◆ **Saved data entries**:
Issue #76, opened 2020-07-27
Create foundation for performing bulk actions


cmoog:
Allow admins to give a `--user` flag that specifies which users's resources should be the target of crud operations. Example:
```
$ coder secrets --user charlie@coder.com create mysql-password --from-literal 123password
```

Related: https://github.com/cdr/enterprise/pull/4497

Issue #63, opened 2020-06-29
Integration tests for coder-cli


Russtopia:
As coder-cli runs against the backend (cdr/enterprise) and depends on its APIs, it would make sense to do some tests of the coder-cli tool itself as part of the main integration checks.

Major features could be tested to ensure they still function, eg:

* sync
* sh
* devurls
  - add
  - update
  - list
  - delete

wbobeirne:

==

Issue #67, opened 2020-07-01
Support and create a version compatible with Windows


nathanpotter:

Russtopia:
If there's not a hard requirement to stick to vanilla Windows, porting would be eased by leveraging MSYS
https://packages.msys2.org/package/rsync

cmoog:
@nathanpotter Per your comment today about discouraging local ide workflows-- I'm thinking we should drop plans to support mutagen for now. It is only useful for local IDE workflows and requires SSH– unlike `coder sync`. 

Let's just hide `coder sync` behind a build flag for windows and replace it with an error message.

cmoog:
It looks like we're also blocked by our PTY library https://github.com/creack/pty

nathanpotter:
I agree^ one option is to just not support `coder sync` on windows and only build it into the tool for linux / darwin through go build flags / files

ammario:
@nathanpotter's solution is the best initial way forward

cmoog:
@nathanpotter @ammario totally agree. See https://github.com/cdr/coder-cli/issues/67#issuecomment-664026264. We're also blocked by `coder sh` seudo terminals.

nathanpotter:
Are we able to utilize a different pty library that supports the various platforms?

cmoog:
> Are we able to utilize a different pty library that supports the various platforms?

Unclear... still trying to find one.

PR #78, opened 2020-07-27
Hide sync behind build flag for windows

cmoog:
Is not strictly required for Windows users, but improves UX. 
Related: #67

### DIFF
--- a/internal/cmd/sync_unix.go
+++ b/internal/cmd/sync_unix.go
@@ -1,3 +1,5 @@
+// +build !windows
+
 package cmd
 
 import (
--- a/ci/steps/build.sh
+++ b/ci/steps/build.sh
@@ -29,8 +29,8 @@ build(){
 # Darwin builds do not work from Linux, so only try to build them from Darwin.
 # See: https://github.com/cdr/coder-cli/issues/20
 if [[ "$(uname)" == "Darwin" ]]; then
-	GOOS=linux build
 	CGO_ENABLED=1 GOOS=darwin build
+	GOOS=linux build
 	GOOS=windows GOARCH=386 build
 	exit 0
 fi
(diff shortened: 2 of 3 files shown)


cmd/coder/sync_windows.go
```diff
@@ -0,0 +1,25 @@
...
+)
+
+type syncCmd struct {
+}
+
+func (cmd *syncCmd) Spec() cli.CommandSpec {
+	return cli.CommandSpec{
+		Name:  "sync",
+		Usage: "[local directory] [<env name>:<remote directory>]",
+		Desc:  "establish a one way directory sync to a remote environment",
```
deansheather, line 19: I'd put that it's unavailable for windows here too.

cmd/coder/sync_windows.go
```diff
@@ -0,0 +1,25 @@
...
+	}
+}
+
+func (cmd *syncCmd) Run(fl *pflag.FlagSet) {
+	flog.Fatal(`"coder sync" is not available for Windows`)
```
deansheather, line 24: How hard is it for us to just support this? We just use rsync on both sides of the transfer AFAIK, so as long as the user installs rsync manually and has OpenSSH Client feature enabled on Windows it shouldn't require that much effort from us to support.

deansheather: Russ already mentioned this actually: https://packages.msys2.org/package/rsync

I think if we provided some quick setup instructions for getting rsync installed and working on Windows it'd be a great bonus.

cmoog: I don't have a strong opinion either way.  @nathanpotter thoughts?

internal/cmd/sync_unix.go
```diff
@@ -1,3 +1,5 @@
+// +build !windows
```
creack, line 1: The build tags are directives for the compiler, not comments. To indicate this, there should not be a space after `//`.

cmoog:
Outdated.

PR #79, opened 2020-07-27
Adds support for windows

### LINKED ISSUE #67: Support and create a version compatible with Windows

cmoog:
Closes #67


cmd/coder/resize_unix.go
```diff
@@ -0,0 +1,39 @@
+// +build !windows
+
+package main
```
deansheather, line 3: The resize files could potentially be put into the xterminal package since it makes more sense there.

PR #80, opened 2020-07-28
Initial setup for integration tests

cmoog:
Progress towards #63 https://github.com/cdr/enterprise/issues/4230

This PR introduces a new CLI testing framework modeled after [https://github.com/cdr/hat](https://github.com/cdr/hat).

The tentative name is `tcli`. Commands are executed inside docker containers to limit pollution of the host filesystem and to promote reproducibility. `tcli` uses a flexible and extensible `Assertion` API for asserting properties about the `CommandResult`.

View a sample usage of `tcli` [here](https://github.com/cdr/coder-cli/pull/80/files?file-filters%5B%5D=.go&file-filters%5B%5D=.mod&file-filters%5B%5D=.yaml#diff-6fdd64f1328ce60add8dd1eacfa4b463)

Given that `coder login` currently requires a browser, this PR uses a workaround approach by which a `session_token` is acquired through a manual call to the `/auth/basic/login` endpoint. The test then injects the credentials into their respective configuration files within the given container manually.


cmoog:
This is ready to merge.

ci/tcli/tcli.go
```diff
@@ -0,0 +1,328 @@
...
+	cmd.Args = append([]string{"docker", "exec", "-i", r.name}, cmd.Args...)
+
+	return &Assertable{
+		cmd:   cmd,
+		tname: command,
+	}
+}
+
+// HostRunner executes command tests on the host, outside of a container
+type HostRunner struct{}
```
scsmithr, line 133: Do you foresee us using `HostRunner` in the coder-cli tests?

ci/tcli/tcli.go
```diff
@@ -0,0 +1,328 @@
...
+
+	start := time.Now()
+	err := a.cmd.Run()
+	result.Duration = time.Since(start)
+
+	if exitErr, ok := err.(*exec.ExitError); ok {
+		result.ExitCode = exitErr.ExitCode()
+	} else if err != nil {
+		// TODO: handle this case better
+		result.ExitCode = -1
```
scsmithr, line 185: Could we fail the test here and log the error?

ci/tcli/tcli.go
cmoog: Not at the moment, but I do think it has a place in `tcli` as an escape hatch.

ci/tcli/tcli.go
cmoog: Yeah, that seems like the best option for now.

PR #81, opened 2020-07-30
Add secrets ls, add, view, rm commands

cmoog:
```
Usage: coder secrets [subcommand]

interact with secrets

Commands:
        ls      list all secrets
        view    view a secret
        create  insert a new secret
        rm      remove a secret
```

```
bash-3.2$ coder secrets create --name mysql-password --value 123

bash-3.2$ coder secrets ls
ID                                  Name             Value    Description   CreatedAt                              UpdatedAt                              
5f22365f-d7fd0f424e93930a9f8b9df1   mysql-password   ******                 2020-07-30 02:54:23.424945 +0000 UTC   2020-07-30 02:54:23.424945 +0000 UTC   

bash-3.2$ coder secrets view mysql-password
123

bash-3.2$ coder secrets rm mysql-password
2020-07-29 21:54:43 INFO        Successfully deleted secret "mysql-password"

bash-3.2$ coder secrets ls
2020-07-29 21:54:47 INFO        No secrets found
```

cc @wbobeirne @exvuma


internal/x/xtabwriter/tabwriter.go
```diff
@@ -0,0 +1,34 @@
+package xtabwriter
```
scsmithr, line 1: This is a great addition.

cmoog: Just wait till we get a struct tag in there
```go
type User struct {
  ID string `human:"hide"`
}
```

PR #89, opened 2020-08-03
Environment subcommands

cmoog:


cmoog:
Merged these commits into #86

* * *

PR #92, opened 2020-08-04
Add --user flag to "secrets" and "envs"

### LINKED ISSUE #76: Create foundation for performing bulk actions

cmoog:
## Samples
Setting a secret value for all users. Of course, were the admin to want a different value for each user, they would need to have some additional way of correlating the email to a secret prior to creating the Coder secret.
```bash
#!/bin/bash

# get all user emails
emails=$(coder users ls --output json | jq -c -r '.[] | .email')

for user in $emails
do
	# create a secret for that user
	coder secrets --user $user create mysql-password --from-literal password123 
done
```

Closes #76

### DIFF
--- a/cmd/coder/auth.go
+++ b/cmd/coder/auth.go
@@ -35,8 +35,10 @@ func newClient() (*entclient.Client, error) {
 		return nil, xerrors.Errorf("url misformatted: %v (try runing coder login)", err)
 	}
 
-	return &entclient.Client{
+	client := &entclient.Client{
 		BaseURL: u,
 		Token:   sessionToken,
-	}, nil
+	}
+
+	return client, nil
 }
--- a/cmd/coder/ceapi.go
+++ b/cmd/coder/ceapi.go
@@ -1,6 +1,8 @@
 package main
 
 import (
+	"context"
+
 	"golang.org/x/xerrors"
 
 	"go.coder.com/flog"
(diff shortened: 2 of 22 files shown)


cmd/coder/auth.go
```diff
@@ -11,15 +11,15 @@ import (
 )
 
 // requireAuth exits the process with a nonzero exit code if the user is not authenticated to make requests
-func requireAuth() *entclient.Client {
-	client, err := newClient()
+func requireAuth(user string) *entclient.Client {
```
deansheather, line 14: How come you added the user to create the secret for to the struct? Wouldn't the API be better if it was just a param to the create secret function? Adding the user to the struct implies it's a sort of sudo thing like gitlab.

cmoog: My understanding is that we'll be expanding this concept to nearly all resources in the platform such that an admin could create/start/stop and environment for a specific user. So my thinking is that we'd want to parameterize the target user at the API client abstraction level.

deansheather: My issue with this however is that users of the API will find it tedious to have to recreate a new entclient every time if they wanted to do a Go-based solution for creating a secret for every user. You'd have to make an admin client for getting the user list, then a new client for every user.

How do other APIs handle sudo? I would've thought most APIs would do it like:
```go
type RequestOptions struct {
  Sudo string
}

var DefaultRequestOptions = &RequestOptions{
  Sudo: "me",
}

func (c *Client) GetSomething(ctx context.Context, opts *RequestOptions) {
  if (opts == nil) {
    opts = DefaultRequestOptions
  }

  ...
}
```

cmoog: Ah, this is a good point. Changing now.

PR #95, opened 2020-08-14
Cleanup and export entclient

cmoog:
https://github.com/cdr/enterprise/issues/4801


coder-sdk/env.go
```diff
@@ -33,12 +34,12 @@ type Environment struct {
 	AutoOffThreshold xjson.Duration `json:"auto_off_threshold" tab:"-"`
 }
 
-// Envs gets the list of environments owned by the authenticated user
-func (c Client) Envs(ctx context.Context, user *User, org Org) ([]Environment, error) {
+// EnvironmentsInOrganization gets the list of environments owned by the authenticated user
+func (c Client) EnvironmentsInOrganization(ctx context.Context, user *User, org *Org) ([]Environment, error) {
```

◆ **Task directions**: Where a line in the entries holds "different", copy that line.

◆ **Exercise result**:
Are we able to utilize a different pty library that supports the various platforms?
> Are we able to utilize a different pty library that supports the various platforms?
Setting a secret value for all users. Of course, were the admin to want a different value for each user, they would need to have some additional way of correlating the email to a secret prior to creating the Coder secret.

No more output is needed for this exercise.